### Assignment
Give the data again exactly, from its opening line through the line in which "The check is" appears.

(Entries shown begins)

PR #2947, opened 2019-04-10
CSS cleanup

davidfarmer:
Remove some un-necessary browser-specific css.

Also slightly cleaned up the main css file, eliminating tabs and leading spaces
where there is more than 6.

The check is that no page should look different!  That is unrealistic, but a specific
place to check is the word "Weight" on the left edge of the table on
   /ModularForm/GL2/Q/holomorphic/?search_type=Dimensions&dim=1

I checked in Firefox, Safari, and Chrome and did not see anything.

Fixes issue #2915 to the extent possible (apparently "sticky" still is browser specific).

### DIFF
--- a/lmfdb/templates/style.css
+++ b/lmfdb/templates/style.css
@@ -2,8 +2,6 @@
 
 {%- macro BORDER_RADIUS(R) -%}
   border-radius: {{R}}px;
-  -webkit-border-radius: {{R}}px;
-  -moz-border-radius: {{R}}px;
 {%- endmacro -%}
 
 {# end defs #}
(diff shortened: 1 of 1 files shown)


edgarcosta:
The changes all look good to me.
Compare:
http://blue.lmfdb.xyz/ModularForm/GL2/Q/holomorphic/?search_type=Dimensions&dim=1
vs 
http://beta.lmfdb.xyz/ModularForm/GL2/Q/holomorphic/?search_type=Dimensions&dim=1
they look identical to me in Safari, Chrome, and Firefox.
ps: they look weird in Safari, but this not a bug introduced by this PR

I will merge this by the end of the day if no one else raises an issue

edgarcosta:
I compared beta vs blue for a bit longer and couldn't spot any differences. Mergin

PR #2949, opened 2019-04-11
Displaying ST as a related object and making use of embedded_related_objects

edgarcosta:
This PR makes sure that in CMFs:
- we use `sato_tate_group` column to display ST as a related object
 - avoid duplicates if such an entry is also present in `related_objects`
 - using the column `embedded_related_objects` for embedded new forms

There will be a data change to make use of this PR, and so far everything should look the same

### DIFF
--- a/lmfdb/classical_modular_forms/web_newform.py
+++ b/lmfdb/classical_modular_forms/web_newform.py
@@ -271,7 +271,7 @@ class WebNewform(object):
         nf_url = ns_url + '/' + self.hecke_orbit_label
         if self.sato_tate_group:
             res.append(('Sato-Tate group \({}\)'.format(get_name(self.sato_tate_group)[0]),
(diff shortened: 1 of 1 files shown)


AndrewVSutherland:
The links are not quite right, on 11.2.a.a the ST group link should be

http://beta.lmfdb.org/SatoTateGroup/1.2.3.c1

but on http://127.0.0.1:37777/ModularForm/GL2/Q/holomorphic/11/2/a/a/ the link is

http://127.0.0.1:37777/ModularForm/GL2/Q/holomorphic/11/2/a/a/SatoTateGroup/1.2.3.c1

you need to omit the ModularForm/... prefix.

(sorry for the temporary mislabelling, I had the maass form issue open in an adjacent tab)

edgarcosta:
I fixed the typo :)

PR #2952, opened 2019-04-11
Fixing the usage of embedded_related_objects

edgarcosta:
A good test case is
citing Drew:

> ```
> sage: db.mf_newforms.lookup("71.1.b.a")["embedded_related_objects"]
> [[u'ArtinRepresentation/2.71.7t2.1c3'],
>   [u'ArtinRepresentation/2.71.7t2.1c1'],
>   [u'ArtinRepresentation/2.71.7t2.1c2']]
> ```
> 
> So on the first embbedded newform home page
> 
>     http://localhost:37777/ModularForm/GL2/Q/holomorphic/71/1/b/a/70/1/
> 
> out of the three Artin representations only 
> ArtinRepresentation/2.71.7t2.1c3
> should appear.

and on http://localhost:37777/ModularForm/GL2/Q/holomorphic/71/1/b/a/ all three should appear

### DIFF
--- a/lmfdb/classical_modular_forms/test_cmf.py
+++ b/lmfdb/classical_modular_forms/test_cmf.py
@@ -18,7 +18,7 @@ class CmfTest(LmfdbTest):
         assert '?search_type=Dimensions&dim=1' in data
         assert '?search_type=SpaceDimensions&char_order=1' in data
         assert "./stats" in data
-        data = self.tc.get("/ModularForm/GL2/Q/holomorphic/?search_type=SpaceDimensions",follow_redirects=True).data
+        data = self.tc.get("/ModularForm/GL2/Q/holomorph/ic/?search_type=SpaceDimensions",follow_redirects=True).data
         assert r'<a href="/ModularForm/GL2/Q/holomorphic/23/12/">229</a>' in data
         data = self.tc.get("/ModularForm/GL2/Q/holomorphic/?search_type=SpaceDimensions&char_order=1", follow_redirects=True).data
         assert r'<a href="/ModularForm/GL2/Q/holomorphic/18/4/a/">1</a>' in data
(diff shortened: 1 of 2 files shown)


edgarcosta:
Ups, I had forgotten to push...

AndrewVSutherland:
I'm looking at this now to see if the CMF test failure is a data problem or a code problem.

edgarcosta:
Seems a data problem to me, as I would expect 
```len(embedded_related_objects) = dim ```

and that is not the case:
http://beta.lmfdb.org/api/mf_newforms/?label=11.2.a.a

AndrewVSutherland:
The problem is the nulls are empty arrays rather than \N.  I can fix this, but if your code did

if self.embedded_related_objects:
    ....

all would be well (note that python treats an empty list as None, but a list of empty lists is not None)

edgarcosta:
I will do that then.

AndrewVSutherland:
I'll test again once Travis is done.  @edgarcosta I have modified the upload script to set embedded_related_objects to use \N rather than {} (for next time).

AndrewVSutherland:
test_embedded_invariants needs to be updated to not look for the genus 2 isogeny class 169.a on the embedded newform page http://127.0.0.1:37777/ModularForm/GL2/Q/holomorphic/13/2/e/a/, this is really an invariant of the Galois orbit, not the embedded newform.

One could argue that for embedded newforms of dimension 1, e.g.http://127.0.0.1:37777/ModularForm/GL2/Q/holomorphic/11/2/a/a/1/1/ we should  always show the related objects for the Galois orbit (in this case the elliptic curve isogeny class 11a now appears on the main newform page but not on the embedded newform page).  I could of course do this in the data but it would be better to do it in the code in case we change our minds (this is more a question of presentation than a mathematical one -- I don't have a strong preference).

edgarcosta:
I fixed the test and added an if statement for embedded forms that come from 1 dim galois orbit

Issue #2953, opened 2019-04-11
not-equal sign rendering as equal sign on Safari


AndrewVSutherland:
As reported by Mike Bennett, using any math mode command for not equal, including "\ne", "\neq", "\not =" will render as "=" on Safari.

To see an example run Safari (on a mac or ipad), go to any elliptic curve page (e.g. http://www.lmfdb.org/EllipticCurve/Q/11/a/2) and click on the discriminant knowl, where you will $\Delta \ne 0$ rendered as $\Delta = 0$.

alexjbest:
@AndrewVSutherland I assume this is #2798 again, see the links there.
It seems this is a recurring issue for them, but I think https://github.com/KaTeX/KaTeX/commit/ff5ebea681c0710805c32f62e7efe96c1b432938 fixes this. Note that this has been added to master since the last official katex release. So we can wait for release 0.10.2 (or whatever) and upgrade when that comes out to fix this.

Alternatively if we want to get these sorts of issues seen to faster we could start building our own KaTeX from master and serve that rather than loading from a CDN?

AndrewVSutherland:
@alexjbest In general I think we can live with minor annoyances (e.g a slash not appearing in the right place on some browsers), but a rendering problem that produces perfectly rendered but false mathematical output is not something we can live with, at least not without warning users about it, which is why I tagged this issue for Release 1.1 (which effectively means May 1).  If we can't fix it I think we will need to add a warning message that appears when the website is accessed via Safari.

alexjbest:
@AndrewVSutherland I completely agree, its hard to think of a worse bug for a math renderer to have (that still renders anything). I am amazed they haven't done a new hotfix release for this.

I have just verified that building the latest KaTeX from source (on my laptop for now). And hosting it from the static folder fixes this bug on Safari.

I have made a PR for this #2954, up to you if/when you want to merge it, but its there if the 1.1 deadline is looming over you.

edgarcosta:
@AndrewVSutherland, could we merge `master` to `dev` and posteriorly, after checking that we are all happy, to `web` so we can close this issue?

AndrewVSutherland:
Done -- let's hold off merging other PRs to master until we get this on web (or decide we don't want to).

AndrewVSutherland:
This is now fixed on www.lmfdb.org, closing.

PR #2954, opened 2019-04-12
Host our own copy of katex

alexjbest:
Currently at katex master  https://github.com/KaTeX/KaTeX/commit/b9deec098f35919b9ad77baa6b11b7593473d488

This fixes the Safari rendering bugs from #2953 , we may wish to revert to a hosted version of katex when they move to 0.10.2.


edgarcosta:
This indeed resolves  #2953 and we should merge it as a temporary fix.

Note, the only relevant diff is lmfdb/templates/base.html where we now load the katex from our repo.

@AndrewVSutherland, are you fine with this fix?

AndrewVSutherland:
@edgarcosta Yes I'm okay with this, and I agree that it makes sense to merge it so we have plenty of time to test it.  It will only take a small code change to undo it.  If you are comfortable that it is ready to merge go ahead (but note that Travis is not going to notice any rendering problems so aside from obvious errors like files missing, the only way to really test it is to look at pages).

(Entries shown ends)

### Task solution
PR #2947, opened 2019-04-10
CSS cleanup

davidfarmer:
Remove some un-necessary browser-specific css.

Also slightly cleaned up the main css file, eliminating tabs and leading spaces
where there is more than 6.

The check is that no page should look different!  That is unrealistic, but a specific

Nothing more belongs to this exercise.